Student: Eli M. Samuelson
Major: Mathematics
Advisors: Dr. Drew Pasteur, Dr. Marian Frazier

Within men’s major college basketball there is a high turnover rate of coaches for teams, either due to retirement, new job prospects, or a firing. Retirement is usually the result of old age, and leaving for a new job comes from the offer of more money or more prestige, but what causes a coach to get fired? This is a common sports question: why does a coach get fired? This question is so common it has become commonly known as the “hot seat” question. The “hot seat” question has been examined in many of the major league sports such as the MLB, and the NFL. We took the question and apply it to NCAA Division I men’s basketball.

Eli will be online to field comments on May 8:
10am-noon EDT (Asia: late evening, PST 6am-8am, Africa/Europe: late afternoon)

48 thoughts on “A Predictive Model for Coach Firings in NCAA Division I Men’s Basketball”

  1. Hi Eli: Congratulations and good work! What made you decide to choose this topic and why is it interesting to you? Did you use any modeling software when working with your data sets?

    1. I originally wanted to sports analytics, and my advisor Dr.Pasteur had some ideas and I thought this one was the most interesting!
      As far as modeling software R is really what I found worked best for me. I used Python some to organize my data. Overall though R was mainly what I used!

      1. In R I used the Random Forest and Logistic regression functions. So for Random Forest that is: library(randomForest) with the function “randomForest” . For Logistic Regression its the “glm” function.

  2. Awesome project, Eli! Are did any additional variables come to mind to include in future analyses?

    1. The next variable I would have added into the model would have been coach salary and related variables. On of the big things about coach contracts is the buyout clause where schools will have to pay a coach a certain amount of money if the coach is fired. This to me would make a difference to see if coaches were fired or not. So overall salary would be the future variables to analyze!

  3. Eli, what caused you to use a logistic regression opposed to other methods? Also, are there any other variables that you considered putting in your equation but decided not to?

    1. So logistic regression is a common method to use in this field. One of the other sources I examined “The analytics of getting sacked: Coach Firings in the National Football League” uses logistic regression for same question applied to the NFL.
      Some variables had really no affect on the model like number of times making the Final Four, and some variables like salary I was not able to fully examine.

  4. Well Done Eli Samuelson. You picked a great topic. Who doesn’t like March Madness. Of course this year was unlike anything we have ever seen. I have a question for you. “In light of COVID-19 Pandemic, what do you think College Athletic Directors and Presidents will do with a marginal Coach who they are not sure they want to keep?”The landscape of sports is so uncertain right now. Thanks. Bob Klumpp

    1. Overall I think this will be a grace period for many coaches. Both models that I found include NCAA tournament variables, so without the tournament I cannot predict anything. This may also be the same thinking that Athletic Directors and Presidents would have.
      For example if a coach had a bad season, and was on the hot seat, but in the conference tournament would have won and made the NCAA tournament then the coach might not have been fired. There are just so many unknown variables that I would think coaches would have a grace period.

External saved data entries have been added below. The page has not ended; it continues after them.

PR #619, opened 2017-01-27
Fixing a typo in the documentation

eliasgomes:
There's a typo in the **Vault Server** section:
...
"When using Vault as a backend you can share configuration with all applications by placing configuration in `html5/application`. For example, if you run this Vault command"
...

When it should be:
...
"When using Vault as a backend you can share configuration with all applications by placing configuration in `secret/application`. For example, if you run this Vault command"
...

### DIFF
--- a/docs/src/main/asciidoc/spring-cloud-config.adoc
+++ b/docs/src/main/asciidoc/spring-cloud-config.adoc
@@ -622,7 +622,7 @@ part of the server.
 
 When using Vault as a backend you can share configuration with
 all applications by placing configuration in
-`{backend}/application`.  For example, if you run this Vault command
+`secret/application`.  For example, if you run this Vault command
 
 [source,sh]
 ----


pivotal-issuemaster:
@eliasgomes Please sign the [Contributor License Agreement](https://cla.pivotal.io/sign/spring?repositoryId=spring-cloud/spring-cloud-config&pullRequestId=619)!

[Click here](https://cla.pivotal.io/sync/spring?repositoryId=spring-cloud/spring-cloud-config&pullRequestId=619) to manually synchronize the status of this Pull Request.

pivotal-issuemaster:
@eliasgomes Thank you for signing the [Contributor License Agreement](https://cla.pivotal.io/sign/spring?repositoryId=spring-cloud/spring-cloud-config&pullRequestId=619)!

docs/src/main/asciidoc/spring-cloud-config.adoc
```diff
@@ -622,7 +622,7 @@ part of the server.
 
 When using Vault as a backend you can share configuration with
 all applications by placing configuration in
-`{backend}/application`.  For example, if you run this Vault command
+`secret/application`.  For example, if you run this Vault command
```
ryanjbaxter: Hum must be some weird variable replacement issue.  

I cant remember off the top of my head but I think it could be any backend not just `secret`, I think that was the purpose of `{backend}`.  I think what we want to change it to is `\{backend}`.

eliasgomes: I can imagine that was probably the idea, but everywhere else in the file is hardcoded to `secret`. Which is the default value anyway and used by all the examples.

ryanjbaxter: Thats a good point, and we also specify that by default the backend is `secret` and how to change it, so I guess this makes sense.  Thanks!

PR #626, opened 2017-02-02
Add exception stacktrace to logs

vasilievip:
Its hard to guess root cause by having only "Could not fetch" in logs

### DIFF
--- a/spring-cloud-config-server/src/main/java/org/springframework/cloud/config/server/environment/JGitEnvironmentRepository.java
+++ b/spring-cloud-config-server/src/main/java/org/springframework/cloud/config/server/environment/JGitEnvironmentRepository.java
@@ -197,7 +197,7 @@ public class JGitEnvironmentRepository extends AbstractScmEnvironmentRepository
 			return git.getRepository().getRef("HEAD").getObjectId().getName();
 		}
 		catch (RefNotFoundException e) {
-			throw new NoSuchLabelException("No such label: " + label);
+			throw new NoSuchLabelException("No such label: " + label, e);
 		}
 		catch (GitAPIException e) {
 			throw new IllegalStateException("Cannot clone or checkout repository", e);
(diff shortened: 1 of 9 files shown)


spencergibb:
We've had this discussion before. The multiple git environment will have errors by design (not found). Adding these exceptions will produce false errors and fill logs in some cases. Putting them as debug would let you dynamically change the level to see problems.

spencergibb:
I don't agree on changing warns to errors either

vasilievip:
Ok, I changed stacktrace logging only when debug is enabled and switched back from error to warn.
Regarding EncryptionController - I found IllegalArgumentException or IllegalStateException cases only on decrypt, don't see where it can be thrown on encrypt - there is key validation done upfront which throws KeyNotInstalledException.

spring-cloud-config-server/src/main/java/org/springframework/cloud/config/server/environment/JGitEnvironmentRepository.java
```diff
@@ -484,6 +486,14 @@ private boolean containsBranch(Git git, String label, ListMode listMode)
 		return false;
 	}
 
+	protected void warn(String message, Exception ex) {
+		if(logger.isDebugEnabled()) {
+			logger.warn(message, ex);
```
spencergibb: should be `.debug()`.

vasilievip: why? 
if debug enabled new data will be sent but message level will stay as warn. If I search for errors and warnings in kibana I will not find this message anymore, it will be confusing.

spencergibb: It's a standard we follow, we don't check if one level is enabled, then log another. Feel free to log the warn AND then the debug.

vasilievip: done

spencergibb:
Closed with some polish via 8c8591cf53755622b7eceee467c638d7e2634baa

PR #627, opened 2017-02-03
Add jgit health indicator

vasilievip:
Add HEAD commit info from jgit repository to /health endpoint

### DIFF
--- a/spring-cloud-config-server/src/main/java/org/springframework/cloud/config/server/environment/AbstractScmEnvironmentRepository.java
+++ b/spring-cloud-config-server/src/main/java/org/springframework/cloud/config/server/environment/AbstractScmEnvironmentRepository.java
@@ -16,6 +16,9 @@
 
 package org.springframework.cloud.config.server.environment;
 
+import java.text.DateFormat;
+import java.util.Date;
+
 import org.springframework.cloud.config.environment.Environment;
 import org.springframework.cloud.config.server.support.AbstractScmAccessor;
 import org.springframework.core.Ordered;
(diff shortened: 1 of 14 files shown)


spring-cloud-config-server/src/main/java/org/springframework/cloud/config/server/environment/AbstractScmEnvironmentRepository.java
```diff
@@ -44,8 +47,15 @@ public synchronized Environment findOne(String application, String profile, Stri
...
-		return this.cleaner.clean(result, getWorkingDirectory().toURI().toString(),
-				getUri());
+		StringBuilder state = new StringBuilder();
+		if(locations.getTimestamp() > 0) {
+			Date date = new Date(locations.getTimestamp());
+			state.append(DateFormat.getDateTimeInstance().format(date));
+			state.append(" ");
+		}
+		state.append(locations.getInfo());
+		result.setState(state.toString());
```
spencergibb: The `Environment.state` was included for client side state, not server side.

vasilievip: not sure I understood the problem. If Environment is client data structure, why then its used everywhere on server? If field state is client only, why there is no ClientEnvironment with this field and ServerEnvironment w/o this field. Should I add 1 or2 more fields to Environment to transfer this information? Why this field can't be used on server side?

spencergibb: It's a representation of the client state.

vasilievip: Added new field

Issue #631, opened 2017-02-08
Proposal for failover design


asarkar:
I'm looking at [JGitEnvironmentRepository](https://github.com/spring-cloud/spring-cloud-config/blob/master/spring-cloud-config-server/src/main/java/org/springframework/cloud/config/server/environment/JGitEnvironmentRepository.java) and pretty much everything happens in the `refresh` method. There are more than one problems with it:

1. It clones the repo every time. See https://github.com/spring-cloud/spring-cloud-config/issues/566
2. It doesn't have failover behavior.
3. It is a private method, thus ruling out AOP that clients may want to do to handle the above items.

I propose that the method be made `public`, and that it falls back to using the local repo if remote clone fails. Question I've is, **what version should be returned** in that case? The one retrieved from local repo or something to indicate that the clone operation failed (I'm thinking `UNKNOWN`)?

Optionally, we could add a retry logic using project Reactor keeping it consistent with Spring 5, with configurable properties. This wouldn't be in my first pass, because making it public means the user can do AOP to attempt retries.

ryanjbaxter:
This sounds useful.  I suppose if you are going to fallback to using the local repo, you try and use the same version as what was requested from the remote repo.  If that is not possible maybe it should just fail?  

+1 to the retry logic as well, although I suggest you use Spring Retry, as that is what we are using in spring cloud netflix.

asarkar:
@ryanjbaxter 
> If that is not possible maybe it should just fail?

I don't want it to fail no matter what. According to the 12-factor app, we must design keeping network problems in mind and failing config would in turn fail all apps that depend on it. That's not acceptable. What do you suggest returning the version in that case?

spencergibb:
In another issue, it was mentioned to enhance the CompositeEnvironmentRepository as a way to failover. Have a normal git repo, then a native one that could fall through as the backup.

There is retry already on the client side.

asarkar:
@spencergibb I believe the retry on the client side is different. The client retries to connect to config server if not successful. AFAIK, there's no retry for a request which actually triggers the git clone.
What's the other issue you referred to?

spencergibb:
Yup, retry is client side. This is the issue https://github.com/spring-cloud/spring-cloud-config/issues/617#issuecomment-276683893

asarkar:
[...]

PR #634, opened 2017-02-09
Making refresh modifier public so that clients can do AOP failover

asarkar:


spencergibb:
Why do you need to do AOP on `refresh()`? It's only called from one place `getLocations()`, couldn't you do it there?

asarkar:
@spencergibb Not without extending `AbstractScmAccessor`, methods from which are used in `getLocations`.

asarkar:
@spencergibb What does the team think? This is really a trivial change, so if you don't see a problem with it, I'd like to get it merged. It'd help the ambitious clients.

spencergibb:
@asarkar can you explain in more detail why AOP wouldn't work around `getLocations()` while it would around `refresh()`?

asarkar:
It's not that `getLocations` can't be intercepted, that's not hard. The question is what the alternative implementation might be when we don't want to execute the original method.  Currently `getLocations` uses `protected` methods from `AbstractScmAccessor`, thus making it harded to provided an alternative without having another subclass of `AbstractScmAccessor`.
If you have a suggestion for an alternative `getLocations` without subclassing `AbstractScmAccessor`, I can do that.

spencergibb:
I think it would be helpful to step back and see **why** you are trying to do this rather than implementation details. That would help drive how to achieve your purposes.

asarkar:
I believe this https://github.com/spring-cloud/spring-cloud-config/issues/631 answers your question.

dendron8:
@asarkar do you have an example of how you used this to provide failover? did you failover to a native/local repo?

PR #644, opened 2017-02-16
Use RestTemplate for Vault access.

mp911de:
Use RestTemplate for Vault access and remove Spring Vault dependency. VaultEnvironmentRepository used VaultClient but Spring Vault no longer provides VaultClient.

See also gh-586, gh-587.


spring-cloud-config-server/src/main/java/org/springframework/cloud/config/server/environment/VaultEnvironmentRepository.java
```diff
@@ -15,48 +15,43 @@
  */
 package org.springframework.cloud.config.server.environment;
 
+import static org.springframework.cloud.config.client.ConfigClientProperties.*;
```
spencergibb: no * imports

      1. Below my advisor, Dr.Pasteur, has made an interesting comment on the situation!

  5. Hi Eli, congratulations on completing your I.S. and best of luck to you on your future endeavors! I found it very interesting in your logistic regression that Sweet 16 appearance was a significant variable. Was there anything in your research that surprised you? Also, were there any other variables you might consider for future work? I know you mention salaries and NBA connection, but curious if there were any other variables you might consider.

    1. So I think the thing that surprised me most would have been the fact that more NCAA tournament variables were significant. In the news win percentage and tournament berths are focused on as coach accolades but were not as significant in my model.
      Conference tournament variables were also another direction I would go. Winning or doing well in a conference tournament could seemingly be a reason to keep a coach.

    2. Colin, it’s great to see you participating today … I can’t believe that it has been five years since you were doing I.S.!

  6. Woohoo Eli! This is some really interesting stuff. What was biggest challenge/obstacle you encountered while doing your IS?

    1. As I feel most of my fellow seniors would say, data collection really is challenging and exhausting at times. Then having to organize that data can feel even longer but it excellent practice for future endeavors!

      1. It seems that this gives a sense of what a career in data science might look like. I recall one of our alums in the field noting that 20% of their time was spent on the actual analysis, and 80% on data wrangling, cleaning, & organization, along with related administrative tasks.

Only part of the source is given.